È interessante il meccanismo deterrente sanzionatorio per l'attuazione delle norme, che cosa c'è di strano?
C'è una contraddizione di fondo: la soluzione è una restrizione ai privati mentre il prg è comunale pubblico. L'anomalia è che l'interesse pubblico viene a coincidere con l'interesse privato, che prevarica quello pubblico. La sanzione va a colpire i privati e quindi da già per scontato che l'interesse di intraprendere imprese edilizie sia solo privato e non pubblico.

L'innovazione fondamentale riguarda i cosiddetti standard urbanistici, cioè le quantità minime di spazio che ogni piano deve assolutamente riservare all'uso pubblico, e le distanze minime da osservare nell'edificazione ai lati delle strade. Così finalmente, con un ritardo di decenni su altri paesi europei, il decreto 1444 ministeriale dell'aprile 1968 stabilisce che ogni cittadino ha diritto ad un minimo di 18 mq di spazio pubblico, così ripartiti:
4.5 mq per scuole primarie e secondarie,
9 mq per verde pubblico e attrezzato,
2.5 mq per parcheggi pubblici e
2 mq per spazi e attrezzature di interesse comune.

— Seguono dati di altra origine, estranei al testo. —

PR #3081, opened 2026-01-07
Version bump to 3.5.0-dev

quaquel:
version bump in init, which was not done after the release of 3.4

### DIFF
--- a/mesa/__init__.py
+++ b/mesa/__init__.py
@@ -24,7 +24,7 @@ __all__ = [
 ]
 
 __title__ = "mesa"
-__version__ = "3.4.0"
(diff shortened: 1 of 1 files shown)


EwoutH:
Version bump needs to happen indeed.

I think we'll be targeting 4.0.0 on `main`, right?

quaquel:
We can always go to 4.0 if we so decide. At least this makes testing easier for me because I can see whether I am testing against my installed version or my Git version. 

Also, with the many PRs that have been coming in we might do a new 3.x release anyway.

EwoutH (approved):
Fair, no harm in that.

PR #3087, opened 2026-01-07
Optimise select_random_empty_cell() in grid.py

codebreaker32:
### Summary

This PR optimizes the fallback mechanism in `Grid.select_random_empty_cell` to use vectorized NumPy operations, replacing the slow O(N) Python iteration. It also fixes a critical bug in `HasPropertyLayers.select_cells` preventing the correct masking of empty cells.

### Motive

**1. Performance on Dense Grids:**
The `select_random_empty_cell` method uses a fast random heuristic (O(1)). However, when the grid is nearly full (dense), this heuristic fails, and the code previously fell back to iterating over all cells:
`return self.random.choice(list(self.empties))`
This triggered the descriptor protocol for every single cell, causing a massive performance penalty. By switching to `self.select_cells(only_empty=True)`, we bypass the `Cell` objects entirely and scan the underlying NumPy array directly.

**2. Bug Fix:**
The `select_cells(only_empty=True)` method in `property_layer.py` was previously broken. It attempted to apply a logical mask to the `PropertyLayer` *object* instead of its underlying `.data` array, causing operations to fail or return incorrect results.( I missed it in #3074 )

### Implementation

1. **`mesa/discrete_space/grid.py`**:
* Updated `select_random_empty_cell` to call `self.select_cells(only_empty=True)` in the fallback block.

2. **`mesa/discrete_space/property_layer.py`**:
* Fixed `select_cells`: Changed `self._mesa_property_layers["empty"]` to `self._mesa_property_layers["empty"].data`.

### Usage Examples

There is no change to the public API.

### Additional Notes

* **Dependencies**: This relies on the `PropertyLayer` architecture being present.

### DIFF
--- a/mesa/discrete_space/property_layer.py
+++ b/mesa/discrete_space/property_layer.py
@@ -420,5 +420,5 @@ class PropertyDescriptor:
 
 def ufunc_requires_additional_input(ufunc):  # noqa: D103
     # NumPy ufuncs have a 'nin' attribute indicating the number of input arguments
-    # For binary ufuncs (like np.add), nin is 2
-    return ufunc.nin > 1
+    # For binary ufuncs (like np.add), nin is 2    # codespell:ignore
+    return ufunc.nin > 1  # codespell:ignore
--- a/pyproject.toml
+++ b/pyproject.toml
@@ -91,7 +91,7 @@ homepage = "https://github.com/mesa/mesa"
 repository = "https://github.com/mesa/mesa"
 
 [tool.codespell]
-ignore-words-list = ["ist", "hart", "nD", "nin"]
+ignore-words-list = ["ist", "hart", "nD"]
 
 [tool.coverage.run]
 source = ["."]


mesa/discrete_space/grid.py
```diff
@@ -157,8 +157,9 @@ def select_random_empty_cell(self) -> T:  # noqa
                 if cell.is_empty:
                     return cell
 
-        # Fallback to the robust parent method (O(N)) if random sampling fails
-        return super().select_random_empty_cell()
+        empty_coords = self.select_cells(only_empty=True)
+        random_coord = self.random.choice(empty_coords)
+        return self._cells[random_coord]
```
quaquel: would it not be a lot faster to do something like


```python

coords = np.argwhere(self.empty.data)

```

codebreaker32: You are right.

quaquel: but if that works, I am wondering whether its not just allways faster to do this instead of the random trying. 

I know that there has been some research on this before (see. mesa.space for details). I am just not sure how those findings translate to the new discrete_space.

codebreaker32: I looked into the existing `mesa.space` implementation(which led me to https://github.com/mesa/mesa/issues/1052), and it actually uses a specific cutoff formula (cutoff_empties) to switch between random sampling and list generation. However, I believe numpy definitely shifts the **cutoff point** so we might reduce the **N**

quaquel: Yeah, my thinking exactly. I suppose some of the testing will need to be rerun to determine the cutoff in this case.

quaquel:
So this crashed:

```
  return self._cells[random_coord]
           ~~~~~~~~~~~^^^^^^^^^^^^^^
TypeError: cannot use 'numpy.ndarray' as a dict key (unhashable type: 'numpy.ndarray')
```

Basically, the numpy array for the coordinates needs to be cast to a tuple I guess. Also, it highlights the need for test coverage.

update: I fixed it for you after confirming that it was indeed working. Main thing now is to add test coverage.

mesa/discrete_space/grid.py
```diff
@@ -157,8 +159,9 @@ def select_random_empty_cell(self) -> T:  # noqa
                 if cell.is_empty:
                     return cell
 
-        # Fallback to the robust parent method (O(N)) if random sampling fails
-        return super().select_random_empty_cell()
+        empty_coords = np.argwhere(self.empty.data)
+        random_coord = self.random.choice(empty_coords)
+        return self._cells[random_coord]
```
```suggestion
        return self._cells[tuple(random_coord)]
```

codebreaker32:
I will add tests for it today only.

codebreaker32:
Hi @quaquel 
I also want to point out one minor inconsistency
`ufunc.nargs` counts both inputs and outputs (e.g., np.add has nargs=3) and `ufunc.nin` counts only input(np.add has nin=2) 
```python
def ufunc_requires_additional_input(ufunc):  # noqa: D103
    # NumPy ufuncs have a 'nargs' attribute indicating the number of input arguments
    # For binary ufuncs (like np.add), nargs is 2
    return ufunc.nargs > 1
```
Isn't it misleading then?

quaquel:
> Isn't it misleading then?

I guess so. I just copied this from`mesa.space`, but I guess it should be `ufunc.nin > 1`.

codebreaker32:
`ufunc.nin` resulted in a linting(codespell) error

```plaintext
ruff (legacy alias)......................................................Passed
ruff format..............................................................Passed
pyupgrade................................................................Passed
trim trailing whitespace.................................................Passed
check toml...............................................................Passed
check yaml...............................................................Passed
codespell................................................................Failed- hook id: codespell- exit code: 
65:mesa/discrete_space/property_layer.py:422: nin ==> inn, min, bin, nine
mesa/discrete_space/property_layer.py:423: nin ==> inn, min, bin, nine
```

quaquel:
> ufunc.nin resulted in a linting(codespell) error

What did you change exactly? I guess the problem triggers on the comment, not the actual code?

codebreaker32:
> What did you change exactly? I guess the problem triggers on the comment, not the actual code?

Both i.e method and comments. Yes the problem was triggered by comment

Update: Replaced `nargs` with `nin` and updated `pyproject.toml` to add "nin" as ignored-word

mesa/discrete_space/property_layer.py
```diff
@@ -419,6 +419,6 @@ def __set__(self, instance: Cell, value):  # noqa: D105
 
 
 def ufunc_requires_additional_input(ufunc):  # noqa: D103
-    # NumPy ufuncs have a 'nargs' attribute indicating the number of input arguments
-    # For binary ufuncs (like np.add), nargs is 2
-    return ufunc.nargs > 1
+    # NumPy ufuncs have a 'nin' attribute indicating the number of input arguments
+    # For binary ufuncs (like np.add), nin is 2
```
quaquel:
```suggestion
    # For binary ufuncs (like np.add), nin is 1
```

pyproject.toml
```diff
@@ -91,7 +91,7 @@ homepage = "https://github.com/mesa/mesa"
 repository = "https://github.com/mesa/mesa"
 
 [tool.codespell]
-ignore-words-list = ["ist", "hart", "nD"]
+ignore-words-list = ["ist", "hart", "nD", "nin"]
```
quaquel: if nin is between quotes in the comment, so \`nin\`, does this trigger codespell as well? If not, I would prefer solving it that way rather than adding it to the ignored words.

mesa/discrete_space/property_layer.py
codebreaker32: nin is 2 for np.add and 3 for nargs

pyproject.toml
codebreaker32: the error is caused by 
```python
    # For binary ufuncs (like np.add), nin is 2   
    return ufunc.nin > 1  
```
To fix:
```python
    # For binary ufuncs (like np.add), nin is 2    # codespell:ignore
    return ufunc.nin > 1  # codespell:ignore
```

Should I do it instead of changing `pyproject.toml`

codebreaker32:
I think its ready to be merged now.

La questione degli standard non riguarda la realtà ma solo le previsioni di un piano che forse saranno attuate.
Perché è necessario inserire nel piano la tabellina degli standard?
Perché i mq minimi devono essere stabiliti  a priori, il grosso problema è che il PRG si facevano sottodimensionati, come se fossero dei piani di lottizzazione e quindi si assegnava a suolo pubblico, la parte più scarsa del territorio, pensando solo agli interessi privati. Per questo servivano degli standard.
Nella maggior parte dei casi però, gli standard erano adottati non come valori minimi ma come massimi e quindi erano ridotti e non raggiungevano i 18 mq richiesti.

Per assegnare mq bisognava prima fare un rilievo di ciò che era già esistente, e qui sta la grande ambiguità: esempio del verde pubblico. È analizzato il verde pubblico già esistente: parchi, giardini, siepi spartitraffico XD, viali alberati XD, i monti nella loro interezza (monte pellegrino) → trucchetti per aumentare il verde pubblico e prevederne meno in futuro grande imbroglio. Lo stesso ragionamento è fatto per i parcheggi e per le scuole.
Si pensi che in alcuni casi, quando mancano i mq richiesti dagli standard, ci si spinge verso il verde privato che in qualche modo “collabora ad assolvere alcune funzioni ecologiche” → le regole sugli standard diventano un piccolo calcolo matematico inutile.

Il dibattito pone un'altra questione: lo standard è solo un prerequisito per una città di qualità e non la rende tale. La legge sugli standard affronta il tema della quantità e di conseguenza quello della giustizia distributiva. Il decreto 1444 inoltre codifica le zone con delle lettere.